🤖 AI Summary
This work addresses the challenge of sparse user interactions in long-tail short-video search, which often leads retrieval models to favor low-quality content such as clickbait. To mitigate this bias, the authors propose a multimodal reranking framework powered by large language models (LLMs). The approach employs a two-stage training paradigm to construct an unbiased user experience estimator: first, LLMs synthesize high-quality supervision signals by integrating multimodal evidence for model fine-tuning; second, pairwise preference optimization learns partial orderings among videos, followed by reinforcement learning at inference time for page-level optimization. By incorporating LLMs’ world knowledge into long-tail search reranking—novel in this context—the method significantly reduces reliance on sparse user feedback and improves the ranking of high-quality yet underexposed videos. Both offline metrics (AUC, NDCG@K, human preference) and online A/B tests (15% traffic) demonstrate substantial gains over strong baselines in user satisfaction and engagement.
📝 Abstract
Kuaishou serving hundreds of millions of searches daily, the quality of short-video search is paramount. However, it suffers from a severe Matthew effect on long-tail queries: sparse user behavior data causes models to amplify low-quality content such as clickbait and shallow content. The recent advancements in Large Language Models (LLMs) offer a new paradigm, as their inherent world knowledge provides a powerful mechanism to assess content quality, agnostic to sparse user interactions.

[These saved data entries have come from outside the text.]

PR #1706, opened 2025-11-22
Create Email Templates

restarone-solutions:
✅ CRUD Email Templates 
✅ Inject dynamic content (copy, names, links) via dynamic segments 
✅ Click to copy email HTML
✅ Test send (with or without dynamic content injection)

Screenshot 2025-11-26 at 9 15 01 AM

### DIFF
--- a/app/helpers/messages_helper.rb
+++ b/app/helpers/messages_helper.rb
@@ -25,29 +25,13 @@ module MessagesHelper
     doc.css('title').remove
     doc.css('link').remove
     
-    # Remove HTML comments (like <!--[if mso]>)
-    doc.xpath('//comment()').remove
+    # Get the HTML string
+    result = doc.to_html
     
-    # Clean up: remove empty text nodes and whitespace-only nodes at the start
-    cleaned_children = []
-    found_real_content = false
-    
-    doc.children.each do |node|
-      # Skip whitespace-only text nodes before real content
-      if node.text? && !found_real_content
-        next if node.text.strip.empty?
-        # Skip standalone text nodes before first element (like "My Email")
-        next unless node.text.strip.empty?
-      end
-      
-      # Mark that we found real content when we hit an element
-      found_real_content = true if node.element?
-      
-      cleaned_children << node if found_real_content
-    end
-    
-    # Rebuild the document with cleaned children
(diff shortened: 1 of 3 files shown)


restarone-solutions:
⚠️ outgoing HTML document is broken, 
Screenshot 2025-11-23 at 10 58 44 AM

⚡  however the copied HTML is being rendered as expected-- indicating this is an issue with encoding/character escaping (how the HTML string is handled before its sent from the backend)
Screenshot 2025-11-23 at 11 00 52 AM

godie:
> it would also be good to not send the default footer if a template is being used

Hi @restarone-solutions let me explain if i got it, need to remove the div trix content and then remove the footer from template but if the code template  you are adding the <re-footer> tag ...

godie:
> thinking about this and looking at the API for trix -- perhaps its better to use a separate column for revolv generated html: https://api.rubyonrails.org/v8.1.1/classes/ActionText/RichText.html#method-i-to_plain_text

@restarone-solutions i tried to plain text but i think is not the solution:
Captura de pantalla 2025-11-25 a la(s) 2 05 43 p m

restarone-solutions:
@godie there is still an issue with rendering, see app/views/e_mailer/ship.html.erb 

there is a trix-content div that is wrapping the revolvapp generated HTML. That still needs to be unwrapped which is why I suggested we use a separate column so we don't have to deal with trix default behaviour.

app/helpers/messages_helper.rb
```diff
@@ -1,2 +1,18 @@
 module MessagesHelper
+    # Extract the visible email content from HTML, removing meta tags, style tags, etc.
```
restarone-solutions: @godie like you have this helper for rendering the email inside the Violet Rails system, you'll need a separate rendering strategy in app/views/e_mailer/ship.html.erb to render the revolvapp HTML without trix tags

godie: well the helper function is doing it, i added the helper to the mailer to reuse, can you validate ship.html.erb is sending the rigth format

restarone-solutions:
@godie rendering is good now. I'll report back after a detailed regression test. Preliminary checks are OK. 

Screenshot 2025-11-25 at 5 03 20 PM

PR #611, opened 2016-01-08
[ZEPPELIN-554] Streaming interpreter output to front-end

Leemoonsoo:
### What is this PR for?
Output from interpreter is displayed after completion of paragraph execution.
It'll be useful if output can be streamed to front-end during execution.

Previous work #593 injects InterpreterOutput stream object to Interpreter.
This PR is based on #593 and stream the data from InterpreterOutput to front-end.

This implementation only streams output is %text. Other output type (%html, %angular, %table) is not streamed to the front end.

While this PR keeps backward compatibility, Interpreter who want to use this feature will need to modify code to write output into `InterpreterOutput` instead of return with `InterpreterResult`.

This PR includes modification of SparkInterpreter to use InterpreterOutput.

### What type of PR is it?
Feature

### Is there a relevant Jira issue?
https://issues.apache.org/jira/browse/ZEPPELIN-554

### How should this be tested?
Run such code using Spark interpreter
```
(1 to 10).foreach{ i=>
    Thread.sleep(1000)
    println("Hello " + i)
}
```

### Screenshots (if appropriate)
stream_output

### Questions:
* Does the licenses files need update? no
* Is there breaking changes for older versions? no
* Does this needs documentation? no

PR #683, opened 2016-02-02
ZEPPELIN-646: Shell interpreter output streaming

AhyoungRyu:
### What is this PR for?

To this end, we propose a LLM-driven multimodal reranking framework, which estimates user experience without real user behavior. The approach involves a two-stage training process: the first stage uses multimodal evidence to construct high-quality annotations for supervised fine-tuning, while the second stage incorporates pairwise preference optimization to help the model learn partial orderings among candidates. At inference time, the resulting experience scores are used to promote high-quality but underexposed videos in reranking, and further guide page-level optimization through reinforcement learning. Experiments show that the proposed method achieves consistent improvements over strong baselines in offline metrics including AUC, NDCG@K, and human preference judgement. An online A/B test covering 15\% of traffic further demonstrates gains in both user experience and consumption metrics, confirming the practical value of the approach in long-tail video search scenarios.